**Exercise goal**:
Where "must" appears in a line of the entries below, that line should be copied.

Stored data entries:
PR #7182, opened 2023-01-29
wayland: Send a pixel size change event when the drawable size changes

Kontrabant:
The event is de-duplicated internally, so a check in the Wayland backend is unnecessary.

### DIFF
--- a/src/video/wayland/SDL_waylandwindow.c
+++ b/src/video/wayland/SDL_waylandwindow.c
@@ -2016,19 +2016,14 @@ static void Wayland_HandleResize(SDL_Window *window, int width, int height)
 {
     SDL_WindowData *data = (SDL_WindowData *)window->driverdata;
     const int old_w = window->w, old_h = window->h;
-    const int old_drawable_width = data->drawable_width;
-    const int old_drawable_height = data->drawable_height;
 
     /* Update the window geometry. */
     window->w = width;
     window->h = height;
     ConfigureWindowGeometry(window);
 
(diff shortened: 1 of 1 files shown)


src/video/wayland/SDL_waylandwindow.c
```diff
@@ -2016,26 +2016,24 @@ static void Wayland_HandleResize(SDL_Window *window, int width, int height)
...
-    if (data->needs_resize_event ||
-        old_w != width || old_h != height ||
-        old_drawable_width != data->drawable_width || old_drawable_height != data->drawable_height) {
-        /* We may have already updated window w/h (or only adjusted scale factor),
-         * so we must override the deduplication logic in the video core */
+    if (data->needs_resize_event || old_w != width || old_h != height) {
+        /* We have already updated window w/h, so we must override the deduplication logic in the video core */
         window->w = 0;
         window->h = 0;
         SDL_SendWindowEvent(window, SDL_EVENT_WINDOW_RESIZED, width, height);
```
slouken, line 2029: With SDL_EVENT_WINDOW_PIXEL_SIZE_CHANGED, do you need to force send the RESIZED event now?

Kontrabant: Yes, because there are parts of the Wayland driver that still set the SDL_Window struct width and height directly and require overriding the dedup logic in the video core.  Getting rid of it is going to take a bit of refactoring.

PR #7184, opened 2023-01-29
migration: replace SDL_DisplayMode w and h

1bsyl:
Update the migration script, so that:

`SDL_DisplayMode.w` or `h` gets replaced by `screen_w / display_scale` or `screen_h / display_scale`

**Result of the task**:
-         * so we must override the deduplication logic in the video core */
+        /* We have already updated window w/h, so we must override the deduplication logic in the video core */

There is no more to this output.